WFP further cuts food rations in war-torn Yemen

The United Nations World Food Programme said that resilience and livelihood activities and school feeding and nutrition programmes will cease for 4 million people due to funding gap and inflation.

The number of people living in near-famine conditions in Yemen is expected to rise to seven million in the second half of 2022 from around five million.
AP

The number of people living in near-famine conditions in Yemen is expected to rise to seven million in the second half of 2022 from around five million.

The World Food Programme has said it has further reduced rations in Yemen, where millions face hunger, due to critical funding gaps, global inflation and knock-on effects of the Ukraine conflict.

The United Nations body, which feeds 13 million people a month in Yemen, where the economy has been wrecked by seven years of war, said on Sunday that it was scaling back its support amid crises.

"We are now being driven to scale back that support for 5 million of those people to less than 50 percent of the daily requirement, and for the other 8 million to around 25 percent of the daily requirement," WFP said in a Twitter post on Sunday.

"Resilience and livelihood activities, and school feeding and nutrition programmes, will cease for 4 million people, leaving assistance available for only 1.8 million people."

Since January, the WFP had reduced rations for 8 million people.
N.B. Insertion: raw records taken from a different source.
PR #5106, opened 2026-06-05
pkg/process: use atomic for color field in ProcessInternal

### LINKED ISSUE #5089: pkg/process: use atomic for color field in ProcessInternal
### Description
  The color field in the ProcessInternal struct is currently used to track the garbage collection state of a process. While it is primarily accessed within the cacheGarbageCollector loop, recent reviews in PR #5057 highlighted that it is mutated without explicit synchronization, which could lead to race conditions or visibility issues across goroutines.
### Proposed Changes
   - Refactor the color field in ProcessInternal (defined in pkg/process/process.go) from int to an atomic type (e.g., atomic.Int32 or atomic.Uint32).
  - Update all sites that access or modify p.color (primarily in pkg/process/cache.go) to use Load() and Store().
  - Ensure the color constants (inUse, deletePending, etc.) are compatible with the new atomic type.
  ### Context
  This was identified as a follow-up item during the review of PR #5057.

arpitjain099:
## Description

The `color` field in `ProcessInternal` (`pkg/process/process.go`) tracks the garbage collection state of a process. It is written by the `cacheGarbageCollector` goroutine, but it is also read concurrently from other goroutines:

- `dump()` and `getEntries()` read `v.color` when building the API response for a process-cache dump.
- the LRU eviction callback in `NewCache` reads `evicted.color` to decide whether to perform the parent refcount decrement.

None of this access was synchronized. This was raised during the review of #5057: once GC could transition a process back to `inUse` (the fix in that PR), the unsynchronized access became a correctness concern, not just a memory-visibility one, because eviction can incorrectly skip or apply parent refcount adjustments depending on a torn or stale read of `color`. Reviewers (@kevsecurity, @tpapagian, @will-isovalent) agreed that switching `color` to an atomic in a follow-up made sense, and that follow-up is tracked in #5089.

## Changes

- Store `color` as `atomic.Int32` in `ProcessInternal` and route every read/write through two small helpers, `getColor()` and `setColor()`, so all access is synchronized. The GC state machine and its transitions are unchanged.
- Introduce a named `processColor` type for the state constants (`inUse`, `deletePending`, `deleteReady`, `deleted`) so the colors are constrained to the valid set instead of plain `int`. This also picks up the suggestion in #5089 to make the color enum a real type.

All `color` access sites were updated: the GC loop in `cacheGarbageCollector` (the `<-ticker.C` and `<-pc.deleteChan` cases), the LRU eviction callback, and the `dump()` / `getEntries()` read paths.

## Testing

Added `TestProcessCacheColorDataRace`, which runs the GC writing `color` (driven by a refcnt-churn goroutine) concurrently with a goroutine reading `color` through `getEntries()`, the same read path used by `dump()`.

Before the change, the race detector flags the conflict:

```
WARNING: DATA RACE
Write at 0x... by goroutine 27:
  pkg/process.(*Cache).cacheGarbageCollector.func1()
      pkg/process/cache.go:110

Previous read at 0x... by goroutine 28:
  pkg/process.(*Cache).getEntries()
      pkg/process/cache.go:273
```

After the change:

```
$ go test -race -count=1 ./pkg/process/...
ok  	github.com/cilium/tetragon/pkg/process
```

`go test -race ./pkg/process/...` is clean, `go build ./...` passes, and `go vet ./pkg/process/...` is clean. Reverting only the source change (keeping the new test) makes the race reappear, which confirms the test guards against a regression.

Fixes: #5089

### DIFF
--- a/pkg/process/cache.go
+++ b/pkg/process/cache.go
@@ -28,15 +28,19 @@ type Cache struct {
 	stopChan   chan bool
 }
 
+// processColor tracks the garbage collection state of a process. It is stored
+// in ProcessInternal as an atomic and accessed via getColor/setColor.
+type processColor int32
+
 // garbage collection states
 const (
-	inUse = iota
+	inUse processColor = iota
 	deletePending
 	deleteReady
 	deleted
 )
 
-var colorStr = map[int]string{
+var colorStr = map[processColor]string{
 	inUse:         "inUse",
 	deletePending: "deletePending",
 	deleteReady:   "deleteReady",
@@ -77,15 +81,15 @@ func (pc *Cache) cacheGarbageCollector(intervalGC time.Duration) {
 					 * process a second time, but that is harmless.
 					 */
 					if p.refcnt.Load() != 0 {
-						p.color = inUse
+						p.setColor(inUse)
 						continue
 					}
-					if p.color == deleteReady {
-						p.color = deleted
+					if p.getColor() == deleteReady {
+						p.setColor(deleted)
 						pc.remove(p.process)
 					} else {
 						newQueue = append(newQueue, p)
-						p.color = deleteReady
+						p.setColor(deleteReady)
 					}
 				}
 				deleteQueue = newQueue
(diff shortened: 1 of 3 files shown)


kevsecurity:
Looks good. I'll review when it goes green.

kevsecurity (changes requested):
Looks like just the linter errors. Otherwise LGTM.

arpitjain099:
Fixed the linter findings - the modernize linter flagged the test, so I switched the setup loop to range-over-int and the two goroutines to `WaitGroup.Go`. Verified with `gofmt` and `GOOS=linux go vet ./pkg/process/`. Thanks @kevsecurity!

arpitjain099:
> Fixed the linter findings - the modernize linter flagged the test, so I switched the setup loop to range-over-int and the two goroutines to `WaitGroup.Go`. Verified with `gofmt` and `GOOS=linux go vet ./pkg/process/`. Thanks @kevsecurity!

Please review this PR when you can @kevsecurity

tpapagian (approved):
Thanks!

kevsecurity (approved):

kkourt:
@tpapagian @kevsecurity I'm marking this for backports, similarly to https://github.com/cilium/tetragon/pull/5057. Please let me know otherwise. Thanks!

PR #1266, opened 2021-05-11
PRIME-1540 Authorized User Application/Approval

mtpultz:
This includes PRIME-1540 and PRIME-1541.

Login for health authority site registration is at `/health-authority`


johnnyl6:
Got an error in FE test.

```
ERROR in src/app/modules/health-auth-site-reg/pages/authorized-user-page/authorized-user-page.component.spec.ts:79:63 - error TS2339: Property 'authorizedUserFormState' does not exist on type 'HealthAuthSiteRegFormStateService'.

79       component.formState = healthAuthSiteRegFormStateService.authorizedUserFormState;
```

johnnyl6:
I think one of the requirements in PRIME-1472 Health Authority admin tabs/filtering + HA Grid is to have different columns for PCHP and CP.
As per requirements  in PRIME-1472
1. Since the tab already indicates careSetting, "Care Setting' column is removed 
2. Column "Missing Business Licence' is also redundant and removed for PCHP
3. Column 'Remote Users" is redundant and removed for CP.

mtpultz:
> Got an error in FE test.
> 
> ```
> ERROR in src/app/modules/health-auth-site-reg/pages/authorized-user-page/authorized-user-page.component.spec.ts:79:63 - error TS2339: Property 'authorizedUserFormState' does not exist on type 'HealthAuthSiteRegFormStateService'.
> 
> 79       component.formState = healthAuthSiteRegFormStateService.authorizedUserFormState;
> ```

Nice catch.  Had to remove authorized user from the FormStateService.  Will push an update in a bit

hogmann:
> Got an error in FE test.
> 
> ```
> ERROR in src/app/modules/health-auth-site-reg/pages/authorized-user-page/authorized-user-page.component.spec.ts:79:63 - error TS2339: Property 'authorizedUserFormState' does not exist on type 'HealthAuthSiteRegFormStateService'.
> 
> 79       component.formState = healthAuthSiteRegFormStateService.authorizedUserFormState;
> ```



> I think one of the requirements in PRIME-1472 Health Authority admin tabs/filtering + HA Grid is to have different columns for PCHP and CP.
> As per requirements in PRIME-1472
> 
> 1. Since the tab already indicates careSetting, "Care Setting' column is removed
> 2. Column "Missing Business Licence' is also redundant and removed for PCHP
> 3. Column 'Remote Users" is redundant and removed for CP.

prime-dotnet-webapi/Controllers/AuthorizedUsersController.cs
```diff
@@ -0,0 +1,185 @@
...
+            _organizationService = organizationService;
+        }
+
+        // GET: api/parties/authorized-users/5fdd17a6-1797-47a4-97b7-5b27949dd614
+        /// <summary>
+        /// Gets a AuthorizedUser by user ID.
+        /// </summary>
+        /// <param name="userId"></param>
+        [HttpGet("{userId:guid}", Name = nameof(GetAuthorizedUserByUserId))]
+        [ProducesResponseType(typeof(ApiBadRequestResponse), StatusCodes.Status400BadRequest)]
```
james-hollinger, line 41: This does not return a BadRequest() anywhere, so we can remove this

prime-dotnet-webapi/Controllers/AuthorizedUsersController.cs
```diff
@@ -0,0 +1,185 @@
...
+            return Ok(ApiResponse.Result(authorizedUser));
+        }
+
+        // GET: api/parties/authorized-users/5
+        /// <summary>
+        /// Gets a specific AuthorizedUser.
+        /// </summary>
+        /// <param name="authorizedUserId"></param>
+        [HttpGet("{authorizedUserId:int}", Name = nameof(GetAuthorizedUserById))]
+        [ProducesResponseType(typeof(ApiBadRequestResponse), StatusCodes.Status400BadRequest)]
```
james-hollinger, line 63: See above

prime-dotnet-webapi/Controllers/AuthorizedUsersController.cs
```diff
@@ -0,0 +1,181 @@
...
+        // GET: api/parties/authorized-users/5fdd17a6-1797-47a4-97b7-5b27949dd614
+        /// <summary>
+        /// Gets a AuthorizedUser by user ID.
+        /// </summary>
+        /// <param name="userId"></param>
+        [HttpGet("{userId:guid}", Name = nameof(GetAuthorizedUserByUserId))]
+        [ProducesResponseType(StatusCodes.Status401Unauthorized)]
+        [ProducesResponseType(StatusCodes.Status403Forbidden)]
+        [ProducesResponseType(typeof(ApiMessageResponse), StatusCodes.Status404NotFound)]
+        [ProducesResponseType(typeof(ApiResultResponse<AuthorizedUserChangeModel>), StatusCodes.Status200OK)]
```
james-hollinger, line 44: I assume this is the wrong ViewModel?

prime-dotnet-webapi/Controllers/AuthorizedUsersController.cs
```diff
@@ -0,0 +1,181 @@
...
+        // GET: api/parties/authorized-users/5
+        /// <summary>
+        /// Gets a specific AuthorizedUser.
+        /// </summary>
+        /// <param name="authorizedUserId"></param>
+        [HttpGet("{authorizedUserId:int}", Name = nameof(GetAuthorizedUserById))]
+        [ProducesResponseType(StatusCodes.Status401Unauthorized)]
+        [ProducesResponseType(StatusCodes.Status403Forbidden)]
+        [ProducesResponseType(typeof(ApiMessageResponse), StatusCodes.Status404NotFound)]
+        [ProducesResponseType(typeof(ApiResultResponse<AuthorizedUserChangeModel>), StatusCodes.Status200OK)]
```
james-hollinger, line 65: as above

AnaisHebert (approved):
🥓🥓🥓

prime-dotnet-webapi/Controllers/AuthorizedUsersController.cs
james-hollinger: Shouldn't this be
```C#
 [ProducesResponseType(typeof(ApiResultResponse<AuthorizedUserViewModel>), StatusCodes.Status200OK)]
 ```

Comment (james-hollinger) [reply prime-dotnet-webapi/Controllers/AuthorizedUsersController.cs:45]: Shouldn't this be
```C#
 [ProducesResponseType(typeof(ApiResultResponse<AuthorizedUserViewModel>), StatusCodes.Status200OK)]
 ```

File: prime-dotnet-webapi/Controllers/AuthorizedUsersController.cs [hunk 5]
```diff
@@ -0,0 +1,198 @@
...
+using Prime.ViewModels;
+using Prime.ViewModels.Parties;
+
+namespace Prime.Controllers
+{
+    [Produces("application/json")]
+    [Route("api/parties/authorized-users")]
+    [ApiController]
+    [Authorize(Roles = Roles.PrimeEnrollee + "," + Roles.ViewSite)]
+    public class AuthorizedUsersController : ControllerBase
```
james-hollinger, line 23: None of the endpoints are checking that the user has permission to access this Party (by UserId)

prime-dotnet-webapi/Controllers/AuthorizedUsersController.cs
```diff
@@ -0,0 +1,198 @@
...
+            return NoContent();
+        }
+
+        // POST: api/parties/authorized-user/5/approve
+        /// <summary>
+        /// Approves the authorized user.
+        /// </summary>
+        /// <param name="authorizedUserId"></param>
+        [HttpPost("{authorizedUserId}/approve", Name = nameof(ApproveAuthorizedUser))]
+        [Authorize(Roles = Roles.ViewSite)]
```
james-hollinger, line 180: This should probably be EditSite

prime-dotnet-webapi/Services/AuthorizedUserService.cs
```diff
@@ -0,0 +1,137 @@
...
+            var authorizedUser = await GetBaseAuthorizedUserQuery()
+                .SingleOrDefaultAsync(au => au.Party.UserId == user.GetPrimeUserId());
+
+            if (authorizedUser == null)
+            {
+                var party = new Party
+                {
+                    Addresses = new List<PartyAddress>()
+                };
+                _context.Parties.Add(party);
```
james-hollinger, line 71: This will throw if the User already has a Party in the database but isn't already an AuthorizedUser. This will try to add another Party to the DB with a duplicate UserId

james-hollinger: As an aside: if you are creating multiple entities at the same time, you shouldn't need to add them to all the DB sets individually; EF tracks the whole object graph. This block of code could be simplified to 
```C#
authorizedUser = new AuthorizedUser
{
    Party = new Party
    {
        Addresses = new List<PartyAddress>()
    },
    Status = AccessStatusType.UnderReview
};
_context.AuthorizedUsers.Add(authorizedUser);
```

prime-dotnet-webapi/Services/HealthAuthorityService.cs
```diff
@@ -0,0 +1,42 @@
...
+                .ProjectTo<AuthorizedUserViewModel>(_mapper.ConfigurationProvider)
+                .ToListAsync();
+        }
+
+        public async Task<IEnumerable<HealthAuthorityCode>> GetHealthAuthorityCodesWithUnderReviewAuthorizedUsersAsync()
+        {
+            var underReviewUsers = await _context.AuthorizedUsers
+                .Where(u => u.Status == AccessStatusType.UnderReview).ToListAsync();
+
+            return underReviewUsers.Select(u => u.HealthAuthorityCode).ToList().Distinct();
```
james-hollinger, line 39: This Select() can be done in the DB:
```C#
var codes = await _context.AuthorizedUsers
    .Where(u => u.Status == AccessStatusType.UnderReview)
    .Select(u => u.HealthAuthorityCode)
    .ToListAsync();

return codes.Distinct();
```

james-hollinger:
image
Would be way funnier this way:
image

prime-dotnet-webapi/Services/HealthAuthorityService.cs
```diff
@@ -0,0 +1,42 @@
...
+            : base(context, httpContext)
+        {
+            _mapper = mapper;
+        }
+
+        public async Task<IEnumerable<AuthorizedUserViewModel>> GetAuthorizedUsersByHealthAuthorityAsync(HealthAuthorityCode code)
+        {
+            return await _context.AuthorizedUsers
+                .Where(u => u.HealthAuthorityCode == code)
+                .ProjectTo<AuthorizedUserViewModel>(_mapper.ConfigurationProvider)
```
james-hollinger, line 30: Going by whats in the FE:
image

This viewmodel only needs Name, Job title, Id and Status. I assume this method is re-using the AuthorizedUserViewModel to keep it really small because we expect that we are removing this controller and service in the near future? If that's the case, could we add a comment to that affect somewhere to avoid confusion? (Also, this wont populate the Addresses because they are added in Includes() rather than the mapping configuration)

prime-dotnet-webapi/ViewModels/AutoMapping.cs
```diff
@@ -74,5 +76,21 @@ public AutoMapping()
...
+            .ForMember(dest => dest.DateOfBirth, opt => opt.MapFrom(src => src.Party.DateOfBirth))
+            .ForMember(dest => dest.PreferredFirstName, opt => opt.MapFrom(src => src.Party.PreferredFirstName))
+            .ForMember(dest => dest.PreferredMiddleName, opt => opt.MapFrom(src => src.Party.PreferredMiddleName))
+            .ForMember(dest => dest.PreferredLastName, opt => opt.MapFrom(src => src.Party.PreferredLastName))
+            .ForMember(dest => dest.VerifiedAddress, opt => opt.MapFrom(src => src.Party.VerifiedAddress))
+            .ForMember(dest => dest.PhysicalAddress, opt => opt.MapFrom(src => src.Party.PhysicalAddress))
+            .ForMember(dest => dest.Email, opt => opt.MapFrom(src => src.Party.Email))
+            .ForMember(dest => dest.Phone, opt => opt.MapFrom(src => src.Party.Phone))
+            .ForMember(dest => dest.SmsPhone, opt => opt.MapFrom(src => src.Party.SMSPhone))
+            .ForMember(dest => dest.JobRoleTitle, opt => opt.MapFrom(src => src.Party.JobRoleTitle));
```
james-hollinger, line 94: Just in case you weren't aware, the default way to do this kind of mapping is to use naming conventions. AutoMapper will map automatically map src.Party.FirstName to dest.PartyFirstName (for example).

_However_, we want to name our viewmodels like it's a flat model. So I did some digging and I found the proper way to do this:

https://docs.automapper.org/en/stable/Flattening.html#includemembers

Short of it is we make a mapping from Party to AuthorizedUserViewModel (so it knows to match by property names), then we invoke .IncludeMembers() to "hoist up" the child objects and also map them to the destination object:

```C#
CreateMap<AuthorizedUser, AuthorizedUserViewModel>().IncludeMembers(src => src.Party);
CreateMap<Party, AuthorizedUserViewModel>();
```

prime-dotnet-webapi/ViewModels/Parties/AuthorizedUserChangeModel.cs
```diff
@@ -0,0 +1,86 @@
...
+using Prime.Models;
+
+namespace Prime.ViewModels.Parties
+{
+    public class AuthorizedUserChangeModel : IPartyChangeModel
+    {
+        public string PreferredFirstName { get; set; }
+        public string PreferredMiddleName { get; set; }
+        public string PreferredLastName { get; set; }
+        public VerifiedAddress VerifiedAddress { get; set; }
```
james-hollinger, line 11: Thank you for accidentally informing me that we are passing up the `VerifiedAddress` in our other PartyChangeModels rather than mapping or validating against the BC Services Card 😅

Given this is exactly the same way we are doing it in other places, this is _fine for now_ ᵇᵘᵗ ʷᵉ ˢʰᵒᵘˡᵈ ʳᵉᵃˡˡʸ ᶜʰᵃⁿᵍᵉ ᵗʰᶦˢ ᵉᵛᵉʳʸʷʰᵉʳᵉ ᶦⁿ ᵗʰᵉ ᵃᵖᵖ

prime-dotnet-webapi/Services/AuthorizedUserService.cs
```diff
@@ -0,0 +1,137 @@
...
+
+            await _partyService.DeletePartyAsync(authorizedUser.Party.Id);
+        }
+
+        private IQueryable<AuthorizedUser> GetBaseAuthorizedUserQuery()
+        {
+            return _context.AuthorizedUsers
+                .Include(au => au.Party)
+                    .ThenInclude(p => p.Addresses)
+                        .ThenInclude(pa => pa.Address)
```
james-hollinger, line 133: The reason you weren't seeing the Addresses after projecting is because `VerifiedAddress`, `PhysicalAddress`, and `MailingAddress` are not marked with [Computed], so wont be translated into SQL. The `PartyAddress` table is never SELECTed into and so is null. you could avoid these includes by updating `Party`:

```C#
[NotMapped]
[Computed]
public VerifiedAddress VerifiedAddress
{
    get => Addresses
        .Select(a => a.Address)
        .OfType<VerifiedAddress>()
        .SingleOrDefault();
}
```

But this change ould probably cause regressions on other Parties, so its fine for now.

prime-dotnet-webapi/Services/AuthorizedUserService.cs
```diff
@@ -0,0 +1,137 @@
...
+                .Include(au => au.HealthAuthority);
```
james-hollinger, line 134: I don't think `HealthAuthority` is ever used (as opposed to `HealthAuthorityCode`)? I don't think you need this `Include()`.

mtpultz: Yah definitely don't.  It would be used if I hadn't stashed that endpoint for the next iteration of health authorities.  I'll add this to my stash.

prime-dotnet-webapi/Controllers/AuthorizedUsersController.cs
mtpultz: @james-hollinger sure is.  Actually all the endpoints except no content have the wrong model.  I'm amazed as a strongly typed language that this generic response doesn't show up as an error, or prevent the build.

prime-dotnet-webapi/Services/AuthorizedUserService.cs
mtpultz: @james-hollinger I thought mine was a small improvement over the `PartyService` version, but love that it is fully tracked so I updated the below from `PartyService`:

image

to:

image

prime-dotnet-webapi/Services/AuthorizedUserService.cs
mtpultz: @james-hollinger when you're back can you provide recap on automapper.  I have a bunch of scattered pieces on how this works, and had a peak at the docs, but would be good to go over.

prime-dotnet-webapi/ViewModels/AutoMapping.cs
mtpultz: @james-hollinger sweetness!

prime-dotnet-webapi/ViewModels/Parties/AuthorizedUserChangeModel.cs
mtpultz: @james-hollinger this is a reminder comment so we revisit this next sprint - @mtpultz

prime-dotnet-webapi/Services/AuthorizedUserService.cs
mtpultz: @james-hollinger reminder to revisit and find out if there are indeed regressions, and what it would take to update it throughout - @mtpultz

prime-dotnet-webapi/Controllers/AuthorizedUsersController.cs
mtpultz: @james-hollinger guessing your looking for `authorizedUser.Party.PermissionsRecord().AccessableBy(User)`, and looking through it a bit more guess I could also be using `!authorizedUser.Validate(User)`.  Have one question then will update this tomorrow.

prime-dotnet-webapi/Controllers/AuthorizedUsersController.cs
james-hollinger: All this does is generate swagger documentation, there is nothing strongly typed here at all.

prime-dotnet-webapi/Services/AuthorizedUserService.cs
```diff
@@ -0,0 +1,133 @@
...
+            {
+                authorizedUser = new AuthorizedUser
+                {
+                    Party = new Party
+                    {
+                        Addresses = new List<PartyAddress>()
+                    },
+                    Status = AccessStatusType.UnderReview
+                };
+                _context.AuthorizedUsers.Add(authorizedUser);
```
james-hollinger, line 75: While this is now more succinct, it still throws if the User exists in the DB as a Party but not as an Authorized user.

mtpultz: Yep, haven't updated it yet.

PR #1267, opened 2021-05-12
PRIME-1270-confirm-automatic-submissions

AnaisHebert:


mtpultz:
No code comments, but a visual comment.  Feels like we could vertically align the text and icon using flexbox:
image

mtpultz (approved):
image

prime-angular-frontend/src/app/modules/adjudication/shared/components/contextual-enrolment-confirmation/contextual-enrolment-confirmation.component.ts
```diff
@@ -0,0 +1,71 @@
...
+
+  public onEscalate() {
+    const data: DialogOptions = {
+      data: {
+        id: this.enrolleeId,
+        escalationType: EscalationType.ENROLLEE
+      }
+    };
+
+    this.dialog.open(EscalationNoteComponent, { data }).afterClosed()
```
hogmann, line 64: After testing, it doesn't appear hitting the cancel button is properly handled and throws an error in the console.

mtpultz:
@AnaisHebert feels like we should clear the checkboxes when the context closes.  If you open it, check them, and then open escalate and cancel the modal the checkboxes are still checked when reopening the context.

prime-angular-frontend/src/app/modules/adjudication/shared/components/enrollee-table/enrollee-table.component.html
```diff
@@ -15,16 +15,23 @@
...
               *matCellDef="let row;">
             <div class="d-flex flex-wrap triage-container">
+
               <app-triage *ngIf="row.currentStatusCode === EnrolmentStatus.UNDER_REVIEW"
                           class="align-self-start"
                           [enrolleeId]="row.id"
                           [assigned]="(row.adjudicatorIdir)"
                           (reload)="onReload()"></app-triage>
 
+              <app-contextual-enrolment-confirmation *ngIf="row.requiresConfirmation"
```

In May, the organisation warned that it could soon have to make further cuts after raising only a quarter of the $2 billion it needs for Yemen this year from international donors.

The country of some 30 million people imports most of its food.

Yemen on the brink

The number of people living in near-famine conditions in the Arabian Peninsula country is expected to rise to seven million in the second half of 2022 from around five million.

Disruption to global wheat supplies due to the conflict in Ukraine and a wheat export ban by India risk deepening Yemen's hunger crisis and pushing up food price inflation, which had already doubled in just two years in some parts of the country.

The planning minister in the Saudi-backed government warned on Friday that Yemen's wheat stockpile could be depleted by mid-July and urged European Union states to help secure new markets to replace Ukrainian and Russian wheat.

Yemen is facing a foreign reserves shortage and a serious devaluation of the currency in some regions.

Local traders are also struggling to import flour, rice, sugar and petroleum products due to high prices, the vice-chairman of the Federation of Yemen Chamber of Commerce and Industry, Abu Baker Baobaid, said.